Richt will not approach him, because that is the type guy Richt is.  I'll bet Eason approaches Richt and I would not be shocked if Eason is in Miami next year.


----------



## poohbear (Dec 3, 2015)

CamoDawg85 said:


> I'm with you S&S. Eason may be good but he is not the only good QB out there. If he follows Richt then kudos to him and I wish him well but people are making it seem like it's Eason or bust???



Ill agree with this he aint only fish in the sea.


----------



## Headshot (Dec 3, 2015)

poohbear said:


> Ill agree with this he aint only fish in the sea.


----------



## mguthrie (Dec 3, 2015)

If the new OC is smart and Goes with a spread offense with a run option QB than they won't want Eason. That's where most college programs are at.
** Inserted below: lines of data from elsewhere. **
PR #1041, opened 2026-04-19
fix(server): aggregate workspace access across linked IdP user rows

FelixTJDietrich:
## Summary

A Keycloak account that federates multiple IdPs (GitHub + GitLab-LRZ) provisions one `user` row per IdP, keyed by `(provider_id, native_id)`. Pre-patch, the resolver looked up the current user by `preferred_username` alone — for a principal whose Keycloak username did not match their GitHub login it silently returned only the GitLab row, so workspaces attached to the GitHub row were invisible. `preferred_username` is operator-settable, which also made the legacy lookup an identity-spoofing surface.

**Production repro:** Keycloak user `ga84xah` linked to `github=felixtjdietrich` (5898705) + `gitlab-lrz=ga84xah` (18024). `findByLogin("ga84xah")` matched only the GitLab row, hiding the `ls1intum` GitHub workspace.

## Changes

**Identity model (extracted to its own service — `UserRepository` no longer reads `SecurityContextHolder`)**
- New `AuthenticatedUserService` — `findAllLinkedUsers()` / `findPrimaryUser()` / `findLinkedUserForProvider()` / `requireCurrentUser()`, driven exclusively by the `github_id` / `gitlab_id` JWT claims emitted by Keycloak IdP protocol mappers. **No `preferred_username` fallback**: a token without identity claims resolves to empty and the caller fails closed.
- Identity lookups in `UserRepository` moved from `ILIKE` to `LOWER(col) = LOWER(:param)` so login/email wildcards cannot widen a match.
- Every caller migrated: `WorkspaceQueryService`, `WorkspaceContextFilter`, `WorkspaceMembershipController`, `AccountController`, `WorkspaceService`, `AuthenticatedGitProviderUserService`, `PracticeFindingService`, `FindingFeedbackService`, `MentorProxyController`.
- Workspace creation picks the linked row whose provider matches `git_provider_mode` so subsequent API calls resolve on the correct IdP identity.

**Multi-IdP aggregation**
- `WorkspaceQueryService.findAccessibleWorkspaces()` unions memberships across all linked rows in a single `IN` query.
- `WorkspaceContextFilter.fetchUserRoles` unions roles via `findAllByWorkspace_IdAndUser_IdIn`. Auto-heal picks the linked row whose provider matches the workspace; if none matches it declines rather than attaching a membership to the wrong IdP. The swallow-all `catch(Exception)` is gone.
- `/members/me` unions memberships and returns the **maximum effective role** (`OWNER > ADMIN > MEMBER`), fixing a prior disagreement where the filter unioned but the controller picked `findFirst`.
- `FindingFeedbackService` scopes access and engagement counts across linked contributor rows.

**JWT claim robustness (`SecurityUtils.readLongClaim`)**
- Unwraps single-element `Collection` claims (Keycloak multivalued-mapper shape).
- Rejects multi-valued / empty / unparseable claims with a sanitized `WARN` log and fails closed.

**Test infrastructure**
- `@WithMockUser` / `@WithUser` / `@WithAdminUser` / `@WithMentorUser` gain `githubId` / `gitlabId` attributes (defaults match the seeded rows in `TestUserConfig`). `TestSecurityConfig`'s mock JWT decoder emits matching claims — so every existing integration test now runs the production claim-driven resolver by default.
- New unit tests: `AuthenticatedUserServiceTest`, `SecurityUtilsJwtClaimsTest`.
- New integration tests: `UserRepositoryProviderLookupIntegrationTest`, `MultiIdpWorkspaceVisibilityIntegrationTest` (reproduces the original bug, locks single-IdP regression, verifies role union).

## Test plan

- [x] `mvn compile` and `mvn test-compile` clean
- [x] New unit tests green (AuthenticatedUserService: 7, SecurityUtilsJwt: 7, FindingFeedbackService: 18)
- [x] No new PMD violations on changed files
- [x] Three principal-engineer review passes applied (final grade A+ with A+ rubric: mandatory gates incl. identity correctness, claim-trust model, architectural layering, case-collation hygiene, test-coverage quality, scope discipline, and malformed-JWT handling all pass)
- [ ] Manual verification on staging/prod: log in as a dual-IdP user and confirm workspaces from both linked rows appear in the switcher and can be entered; single-IdP users unchanged

## Summary by CodeRabbit

* **New Features**
  * Workspace visibility and membership now aggregate across all linked provider identities and pick the highest effective role.

* **Improvements**
  * Safer extraction/parsing of GitHub/GitLab IDs from authentication tokens with warning logs for malformed claims.
  * Workspace creation uses linked-provider identity for owner resolution; client-supplied ownerUserId was removed and ambiguous identities now return conflict.

* **Behavior Change**
  * Claim/merge identity flow is temporarily disabled (HTTP 409) and UI/docs updated.

* **Tests**
  * New unit and integration tests for multi‑IdP scenarios and JWT claim parsing.


FelixTJDietrich:
Addressed the remaining polish batch in  and :\n- hardened  to use claim readers and match GitLab rows by requested server URL\n- stopped logging raw JWT claim values in \n- deleted analytics/tracking data across all linked git-user rows during account deletion\n- resolved mentor proxy user context against the workspace provider-specific linked identity\n- made  fail closed on missing linked identities\n- tightened test helpers and added/updated regression coverage for linked-row role aggregation and feedback aggregation\n\nI also resolved the review nits that are now directly reflected in the branch.\n\nOne review thread remains open intentionally: the  fallback to  when there is no authenticated JWT. That path is still used by direct service-level test/bootstrap callers outside the authenticated controller path, while authenticated HTTP creation already fails closed. I left that behavior unchanged to avoid breaking non-request call sites without a broader refactor.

I understand he is a pro style pocket passer. I think richt proved that type of O won't get you to far.


----------



## Jody Hawk (Dec 3, 2015)

One thing that might be appealing to Eason is Richt says he wants to be more hands on with the QBs. (I mean that in a clean way  )


----------



## DSGB (Dec 3, 2015)

MudDucker said:


> Richt will not approach him, because that is the type guy Richt is.  I'll bet Eason approaches Richt and I would not be shocked if Eason is in Miami next year.
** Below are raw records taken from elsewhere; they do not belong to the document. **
Issue #1066, opened 2026-05-12
epic: unified Pi runtime for practice detection and interactive mentor


FelixTJDietrich:
## Goal

Consolidate all AI tasks onto the Pi coding agent runtime (`@earendil-works/pi-coding-agent`). PR #1064 moved practice detection onto Pi. This epic extends the same runtime to interactive mentor chat, deletes `server/intelligence-service/`, and leaves the `Task` envelope open for new task kinds (issue review, codebase audits, future non-software domains).

## Shape after the epic

- One Pi image, two runners: `pi-runner.mjs` (one-shot practice) and `pi-mentor-runner.mjs` (long-lived interactive).
- Unified `/workspace/context/` filesystem materialized by `WorkspaceContextBuilder` + `ContentProvider` SPI.
- Sealed `Task` envelope in `task.json` discriminated by `kind`.
- Two sandbox SPIs: `SandboxManager` (existing, one-shot) and `InteractiveSandboxService` (new, long-lived per `(userId, workspaceId)`, stdin/stdout → Spring `SseEmitter`, `AgentSessionRuntime.switchSession` for thread multiplexing).
- Mentor persistence on existing `chat_thread` / `chat_message` / `chat_message_vote` JPA entities, with a new `chat_message.parts JSONB` column replacing the `chat_message_part` table (dual-write, then drop). Resume after container/runner death = `InteractiveSandboxService.attach(...)` brings up a fresh runner; orchestrator calls `runtime.newSession()` for the affected thread, then replays last 20 messages from Postgres via `session.prompt(...)` per message (preceded by one `sessionManager.appendCustomMessageEntry(...)` system note for boundary clarity). Pi's in-container JSONL is container-ephemeral, not a persistence primitive.
- Webapp gets a sibling `useMentorChatPi.ts` hook; the legacy 494-LOC AI-SDK `useMentorChat.ts` is deleted after rollout.

## Key decisions (locked)

| Decision | Choice |
|---|---|
| Transport Java ↔ container | stdin/stdout + `SseEmitter` + virtual threads |
[...]

PR #1086, opened 2026-05-16
feat(mentor): Traefik sticky cookies for replica affinity

### LINKED ISSUE #1077: infra: sticky-cookie Traefik labels for /mentor/chat SSE endpoint
Surfaced during the unified-Pi-runtime planning (#1066). **Blocks #1071 flag rollout in multi-replica environments.**

## Problem

The mentor chat endpoint (`POST /workspaces/{slug}/mentor/chat`, SSE) keeps a `Process` handle for the long-lived Pi container inside the Java replica that spawned it. An SSE reconnect (network blip, browser sleep, etc.) landing on a different replica fails: that replica has no handle, the stream errors.

## Fix

Hephaestus uses Traefik (via Coolify), not nginx-ingress. Add Traefik sticky-cookie labels to the **`application-server`** service (the only service handling `/workspaces/*/mentor/chat`):

```yaml
# docker/compose.app.yaml (production)
services:
  application-server:
    labels:
      traefik.http.services.application-server.loadBalancer.sticky.cookie: "true"
      traefik.http.services.application-server.loadBalancer.sticky.cookie.name: "hephaestus_mentor_session"
      traefik.http.services.application-server.loadBalancer.sticky.cookie.httpOnly: "true"
      traefik.http.services.application-server.loadBalancer.sticky.cookie.secure: "true"
      traefik.http.services.application-server.loadBalancer.sticky.cookie.sameSite: "lax"
```

Apply identically to `docker/preview/compose.app.yaml` for the preview environment.

**Replica identifier exposed for verification.** `application-server` must respond with `X-Hephaestus-Replica: <hostname>` on every response. Add a 10-line `ReplicaIdentityFilter extends OncePerRequestFilter` in this PR — `response.setHeader("X-Hephaestus-Replica", InetAddress.getLocalHost().getHostName())`.

**Cookie lifetime.** Traefik's `sticky.cookie` default is session-lifetime (browser-session). For mentor sessions that should survive a browser refresh, also set `traefik.http.services.application-server.loadBalancer.sticky.cookie.maxAge=3600` (1 h, aligned with our idle TTL × 4). Cookie is per-browser, not per-tab.

**Verification on staging multi-replica.** Staging today may be single-replica (verify by checking Coolify; if so, the test below requires first scaling staging to 2 replicas — a one-time op).

1. Scale staging to 2 replicas (one-line Traefik/Coolify config; coordinate with infra).
2. Open mentor stream, capture `X-Hephaestus-Replica` and the sticky cookie value (`Set-Cookie: hephaestus_mentor_session=…`).
3. Drop the connection (`Ctrl-C` curl or use `kill -STOP` on browser tab).
4. Reconnect with the same cookie. Assert `X-Hephaestus-Replica` returns the same value.
5. Without the cookie (incognito), expect Traefik to round-robin → over N reconnects, different replicas seen.

## Rollback

Remove the labels from `docker/compose.app.yaml` and redeploy. Existing sessions on whichever replica they're pinned to continue until idle eviction; new sessions round-robin. The `Process` handle in the original replica's JVM is still local — without stickiness, reconnects 50% miss and surface as 5xx until the session is restarted. Document this as a known regression of disabling stickiness.

## Out of scope

- Reverse-connection pattern (container as HTTP client to app-server). Future work if multi-region or anycast scenarios arise (out-of-epic; see #1071 FAQ).

## Acceptance criteria

- [ ] Traefik sticky-cookie labels in place on `application-server` in both `docker/compose.app.yaml` and `docker/preview/compose.app.yaml`.
- [ ] `X-Hephaestus-Replica` header present on responses (filter or container-level).
- [ ] Staging multi-replica test (above procedure) passes — reconnect lands on same replica.
- [ ] Without cookie, reconnects round-robin (negative-control test).
- [ ] Documented in `docs/contributor/unified-pi-runtime.mdx`: sticky requirement + how to disable for debugging.
- [ ] Production deployment updated (if multi-replica is live there).

## Dependencies

- Soft blocker for #1071 flag rollout in multi-replica.

FelixTJDietrich:
## Description

Pin user/workspace traffic to the replica holding the in-JVM `PiProcessHandle` so SSE turns don't pay a sandbox cold-start each reconnect. Stamp every response with `X-Hephaestus-Replica` so the affinity is observable from `curl -i` or DevTools.

Fixes #1077

## What changed

| Area | Change |
| --- | --- |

My thoughts, as well. However, I also thought Richt would take a year off from coaching. I think it depends on who our new OC is. If he does go to Miami, he'll be sitting behind Brad Kaaya. They also have Jack Allison committed, although he is not rated as high as Eason, still the #5 pro-style QB. Plus, Eason has built relationships with a lot of the other guys who are committed to UGA.


----------



## Horns (Dec 3, 2015)

mguthrie said:


> If the new OC is smart and Goes with a spread offense with a run option QB than they won't want Eason. That's where most college programs are at. I understand he is a pro style pocket passer. I think richt proved that type of O won't get you to far.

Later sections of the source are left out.